**EXERCISE DESCRIPTION**
Only one stretch of the data below is wanted: the lines from the one with "PR #134, opened 2021-07-25" through the one with "Merged into #151.", repeated exactly.
Top of RECORDS FOR THIS EXERCISE
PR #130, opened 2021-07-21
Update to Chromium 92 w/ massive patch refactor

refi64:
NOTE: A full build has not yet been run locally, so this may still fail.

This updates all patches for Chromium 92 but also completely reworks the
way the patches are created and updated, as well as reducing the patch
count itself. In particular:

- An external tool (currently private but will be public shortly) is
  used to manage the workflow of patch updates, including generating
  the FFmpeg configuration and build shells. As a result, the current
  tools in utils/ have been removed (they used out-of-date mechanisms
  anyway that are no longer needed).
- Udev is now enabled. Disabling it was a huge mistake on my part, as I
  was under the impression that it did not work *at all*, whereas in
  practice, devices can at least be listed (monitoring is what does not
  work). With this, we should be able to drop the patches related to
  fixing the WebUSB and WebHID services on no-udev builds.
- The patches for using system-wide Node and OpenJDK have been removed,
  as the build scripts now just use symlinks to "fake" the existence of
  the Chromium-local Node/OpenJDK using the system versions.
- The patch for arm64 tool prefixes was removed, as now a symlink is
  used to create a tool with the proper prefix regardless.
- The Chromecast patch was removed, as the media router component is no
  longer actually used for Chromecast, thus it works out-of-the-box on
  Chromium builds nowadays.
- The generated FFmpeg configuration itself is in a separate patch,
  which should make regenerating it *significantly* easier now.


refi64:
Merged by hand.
Bottom of RECORDS FOR THIS EXERCISE
Top of RECORDS FOR THIS EXERCISE
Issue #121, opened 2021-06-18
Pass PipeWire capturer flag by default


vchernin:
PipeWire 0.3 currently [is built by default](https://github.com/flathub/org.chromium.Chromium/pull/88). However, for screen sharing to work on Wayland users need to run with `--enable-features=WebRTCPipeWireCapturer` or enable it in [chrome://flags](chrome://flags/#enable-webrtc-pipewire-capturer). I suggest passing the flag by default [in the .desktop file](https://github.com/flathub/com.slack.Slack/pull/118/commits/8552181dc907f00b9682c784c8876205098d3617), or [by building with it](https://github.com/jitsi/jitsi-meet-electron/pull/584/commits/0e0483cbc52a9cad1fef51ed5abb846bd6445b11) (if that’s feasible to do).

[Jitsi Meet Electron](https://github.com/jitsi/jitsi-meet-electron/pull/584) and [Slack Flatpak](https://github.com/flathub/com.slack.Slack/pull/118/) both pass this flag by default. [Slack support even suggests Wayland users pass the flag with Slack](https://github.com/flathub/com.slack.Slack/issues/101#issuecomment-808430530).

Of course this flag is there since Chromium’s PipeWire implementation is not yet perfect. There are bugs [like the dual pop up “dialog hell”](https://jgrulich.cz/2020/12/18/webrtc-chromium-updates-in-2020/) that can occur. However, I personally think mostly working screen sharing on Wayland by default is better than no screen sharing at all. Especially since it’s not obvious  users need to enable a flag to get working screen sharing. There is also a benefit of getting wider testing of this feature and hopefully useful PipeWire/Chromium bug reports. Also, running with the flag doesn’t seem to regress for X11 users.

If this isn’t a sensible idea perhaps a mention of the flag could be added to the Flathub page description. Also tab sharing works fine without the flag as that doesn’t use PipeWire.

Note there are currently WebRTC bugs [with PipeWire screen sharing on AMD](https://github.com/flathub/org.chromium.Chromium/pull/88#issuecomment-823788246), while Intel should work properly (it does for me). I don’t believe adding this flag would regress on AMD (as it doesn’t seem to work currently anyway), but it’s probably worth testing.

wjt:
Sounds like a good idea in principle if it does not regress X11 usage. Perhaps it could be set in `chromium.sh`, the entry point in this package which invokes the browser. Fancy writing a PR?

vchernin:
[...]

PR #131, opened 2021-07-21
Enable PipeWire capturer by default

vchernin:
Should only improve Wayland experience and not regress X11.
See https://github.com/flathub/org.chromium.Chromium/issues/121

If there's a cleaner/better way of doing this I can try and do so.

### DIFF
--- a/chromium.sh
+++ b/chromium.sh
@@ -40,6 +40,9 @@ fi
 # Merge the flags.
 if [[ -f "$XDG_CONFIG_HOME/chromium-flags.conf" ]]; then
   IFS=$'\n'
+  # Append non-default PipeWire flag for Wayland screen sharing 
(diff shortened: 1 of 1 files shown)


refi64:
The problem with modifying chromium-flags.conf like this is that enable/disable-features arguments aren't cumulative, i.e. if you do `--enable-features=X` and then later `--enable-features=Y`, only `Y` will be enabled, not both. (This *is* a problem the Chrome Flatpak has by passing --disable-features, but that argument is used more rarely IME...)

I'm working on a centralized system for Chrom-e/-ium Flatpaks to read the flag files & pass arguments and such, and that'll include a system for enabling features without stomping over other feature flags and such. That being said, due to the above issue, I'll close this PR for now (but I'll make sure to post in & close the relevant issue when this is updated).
Bottom of RECORDS FOR THIS EXERCISE
Top of RECORDS FOR THIS EXERCISE
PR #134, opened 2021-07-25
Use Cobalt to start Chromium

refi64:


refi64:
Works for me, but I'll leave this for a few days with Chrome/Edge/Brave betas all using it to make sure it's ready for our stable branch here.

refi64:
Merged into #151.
Bottom of RECORDS FOR THIS EXERCISE
**TASK RESPONSE**
PR #134, opened 2021-07-25
Use Cobalt to start Chromium

refi64:


refi64:
Works for me, but I'll leave this for a few days with Chrome/Edge/Brave betas all using it to make sure it's ready for our stable branch here.

refi64:
Merged into #151.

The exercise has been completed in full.